4

I have a series of ListView objects in Fragments that are being populated by a CursorAdapter which gets a Cursor from the LoaderManager for the activity. As I understand it, all database and Cursor close actions are completely handled by the LoaderManager and the ContentProvider, so at no point in any of the code am I calling .close() on anything.

Sometimes, however, I get this exception:

02-19 11:07:12.308 E/AndroidRuntime(18777): java.lang.IllegalStateException: attempt to re-open an already-closed object: android.database.sqlite.SQLiteQuery (mSql = SELECT * FROM privileges WHERE uuid!=?) 
02-19 11:07:12.308 E/AndroidRuntime(18777): at android.database.sqlite.SQLiteClosable.acquireReference(SQLiteClosable.java:33)
02-19 11:07:12.308 E/AndroidRuntime(18777): at android.database.sqlite.SQLiteQuery.fillWindow(SQLiteQuery.java:82)
02-19 11:07:12.308 E/AndroidRuntime(18777): at android.database.sqlite.SQLiteCursor.fillWindow(SQLiteCursor.java:164)
02-19 11:07:12.308 E/AndroidRuntime(18777): at android.database.sqlite.SQLiteCursor.onMove(SQLiteCursor.java:147)
02-19 11:07:12.308 E/AndroidRuntime(18777): at android.database.AbstractCursor.moveToPosition(AbstractCursor.java:178)
02-19 11:07:12.308 E/AndroidRuntime(18777): at android.database.CursorWrapper.moveToPosition(CursorWrapper.java:162)
02-19 11:07:12.308 E/AndroidRuntime(18777): at android.widget.CursorAdapter.getView(CursorAdapter.java:241)

I put some log code into my CursorAdapter that tells me when getView(...), getItem(...) or getItemId(...) are being called and it seems as though this is happening on the first getView(...) for a given adapter after a lot of getView(...)s for another adapter. It also happens after a user has navigated around the app a lot.

This makes me wonder if the Cursor for an adapter is being retained in the CursorAdapter, but being closed in error by the ContentProvider or the Loader. Is this possible? Should I be doing any housekeeping on the CursorAdapter based on app/activity/fragment lifecycle events?

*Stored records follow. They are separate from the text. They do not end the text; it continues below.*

PR #336, opened 2024-01-28
pb-5288: Added changes to read the istio disable config from px-backup-config for delete and maintenance apis.

siva-portworx:
```
 pb-5288: Added changes to read the istio disable config from px-backup-config for delete and maintenance apis.
```
Closes #pb-5288

Will add the test result with px-backup PR.

### DIFF
--- a/pkg/drivers/utils/utils.go
+++ b/pkg/drivers/utils/utils.go
@@ -878,10 +878,10 @@ func IsJobPodMountFailed(job *batchv1.Job, namespace string) bool {
 	return false
 }
 
-func GetDisableIstioConfig() bool {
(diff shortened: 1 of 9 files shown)


pkg/drivers/utils/utils.go
```diff
@@ -27,7 +27,14 @@ import (
 )
 
 const (
-	defaultPXNamespace = "kube-system"
+	// BackupConfigMap holds any config needs to be provided to job
+	// from the caller. Eg: executor image name, secret, etc..
+	BackupConfigMap = "px-backup-config"
```
prashanthpx, line 32: Thinking shouldn't we use the existing `kdmp-config`  map already present which is used for all jobs parameterization rather than puhsing the istio only label to `px-backup-config` as this is not really used by px-backup pod right?

prashanthpx (approved):

PR #346, opened 2024-03-11
added log to identify if it's a resource only backup

shkumari-px:
**What this PR does / why we need it**: It adds logs to identify if it's a resource only backup in case of s3 bl

Closes # [PB-5823](https://portworx.atlassian.net/browse/PB-5823)

**RCA**-
If we take resource only backup (without any pvc), then we don't create a generic backup dir on the backup location
**TestMaintenanceJobForResourceOnlyBackup** checks for the log in the maintenance pod log to verify if it's a resource only backup
If we don't find any generic backup dir, then we throw this warning "No directory exists, verify if it is a resource only backup"
This log statement is covered in nfs backup flow but not in s3 bl scenario
**ss of quick maintenance pod log**
Screenshot 2024-03-11 at 10 13 32 AM
Screenshot 2024-03-11 at 11 21 38 AM

[PB-5823]: https://portworx.atlassian.net/browse/PB-5823?atlOrigin=eyJpIjoiNWRkNTljNzYxNjVmNDY3MDlhMDU5Y2ZhYzA5YTRkZjUiLCJwIjoiZ2l0aHViLWNvbS1KU1cifQ

### DIFF
--- a/pkg/executor/kopia/maintenance.go
+++ b/pkg/executor/kopia/maintenance.go
@@ -171,6 +171,10 @@ func runMaintenance(maintenanceType string) error {
 		repo.Name = genericBackupDir + "/"
 		bucket = blob.PrefixedBucket(bucket, repo.Name)
 		repoList, err = getRepoList(bucket)
+		if len(repoList) == 0 {
+			logrus.Warnf("Provider is non-nfs, No directory %v exists, verify if it is a resource only backup", repo.Name)
+			return nil
+		}
 		if err != nil {
 			logrus.Errorf("getting repo list failed for bucket [%v]: %v", repo.Path, err)
 			return err


pkg/executor/kopia/maintenance.go
```diff
@@ -171,6 +171,10 @@ func runMaintenance(maintenanceType string) error {
 		repo.Name = genericBackupDir + "/"
 		bucket = blob.PrefixedBucket(bucket, repo.Name)
 		repoList, err = getRepoList(bucket)
+		if len(repoList) == 0 {
+			logrus.Warnf("Provider is non-nfs, No directory %v exists, verify if it is a resource only backup", repo.Name)
```
siva-portworx, line 175: Here repo name will be "genericBackupDir/" It is better to add the backup location CR name in the debug statement.

siva-portworx (approved):

PR #347, opened 2024-03-17
PWX-36486: Rsync job name to be restricted within max length limit.

diptiranjanpx:
Signed-Off-By: Diptiranjan

**Unit test result**:
```
➜  go test -v -tags unittest -coverprofile=profile.out -covermode=atomic  github.com/portworx/kdmp/pkg/drivers/rsync

=== RUN   TestToJobName
--- PASS: TestToJobName (0.00s)
PASS
coverage: 8.3% of statements
ok      github.com/portworx/kdmp/pkg/drivers/rsync      1.776s  coverage: 8.3% of statements
```

The fix is for making rsync job name within job name limit.
Also added dataexport UID to create new job everytime if dataexport spec gets reapplied with same name.

Closes # PWX_36486

Test results have been updated in PWX-36486


pp511 (approved):
looks ok

PR #355, opened 2024-03-29
PB-6205: Support for NFS related partial backup and restore of those partial backups

kgarg-px:
This PR introduces two changes where when the objects are uploaded to NFS location. Now, we check if any of the PV and PVCs have failed and skip those while uploading the `resources.json` file. 
During restore from NFS in case if it is partial backup, we skip the PVCs which were either in `Failed` or `Skipped` state
Closes #

Restore is successful when the backup was in partial backup state
Screenshot 2024-03-29 at 7 21 58 PM

PVC which was in failed state during backup is skipped during restore and the restore status is as successful:
Screenshot 2024-03-29 at 7 21 48 PM

Logs of nfs executor during restore:
Screenshot 2024-03-29 at 7 20 58 PM
Screenshot 2024-03-29 at 7 21 11 PM

As seen below, in the resources.json file, the PVC which was in failed state is not uploaded in the file in the BL
Screenshot 2024-03-29 at 7 13 06 PM

### DIFF
--- a/pkg/executor/nfs/nfsbkpresources.go
+++ b/pkg/executor/nfs/nfsbkpresources.go
@@ -35,6 +35,7 @@ import (
 	apiextensionsv1 "k8s.io/apiextensions-apiserver/pkg/apis/apiextensions/v1"
 	apiextensionsv1beta1 "k8s.io/apiextensions-apiserver/pkg/apis/apiextensions/v1beta1"
 	k8s_errors "k8s.io/apimachinery/pkg/api/errors"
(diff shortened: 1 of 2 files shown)


prashanthpx (approved):
LGTM. Can you please split up vendor into a separate PR. For this PR lets only have the feature changes.

kgarg-px:
> LGTM. Can you please split up vendor into a separate PR. For this PR lets only have the feature changes.

@prashanthpx Made the PR for just the feature changes.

ContentProvider query method:

class MyContentProvider extends ContentProvider {
//...

    @Override
    public Cursor query(Uri uri, String[] projection, String selection,
            String[] selectionArgs, String sortOrder) {
        SQLiteDatabase db = mOpenHelper.getReadableDatabase();
        Cursor query = db.query(getTableName(uri), projection, selection, selectionArgs, null, null, sortOrder);
        query.setNotificationUri(getContext().getContentResolver(), uri);
        return query;
    }

//...
}

Typical LoaderCallbacks:

LoaderCallbacks<Cursor> mCallbacks = new LoaderCallbacks<Cursor>() {

    @Override
    public void onLoaderReset(Loader<Cursor> loader) {
        mArticleAdapter.swapCursor(null);
    }

    @Override
    public void onLoadFinished(Loader<Cursor> loader, Cursor cursor) {
        if(cursor.isClosed()) {
            Log.d(TAG, "CURSOR RETURNED CLOSED");
            Activity activity = getActivity();
            if(activity!=null) {
                activity.getLoaderManager().restartLoader(mFragmentId, null, mCallbacks);
            }
            return;
        }
        mArticleAdapter.swapCursor(cursor);
    }

    @Override
    public Loader<Cursor> onCreateLoader(int id, Bundle args) {
        triggerArticleFeed();
        CursorLoader cursorLoader = null;

        if(id == mFragmentId) {
            cursorLoader = new CursorLoader(getActivity(),
                                            MyContentProvider.ARTICLES_URI,
                                            null,
                                            ArticlesContentHelper.ARTICLES_WHERE,
                                            ArticlesContentHelper.ARTICLES_WHEREARGS,
                                            null);
        }
        return(cursorLoader);
    }
};

CursorAdapter constructor:

public ArticlesCursorAdapter(Context context, Cursor c) {
    super(context, c, 0);
    mImageloader = new ImageLoader(context);
}

I have read this question but unfortunately it hasn't got the answer to my problem as it simply suggests using a ContentProvider, which I am.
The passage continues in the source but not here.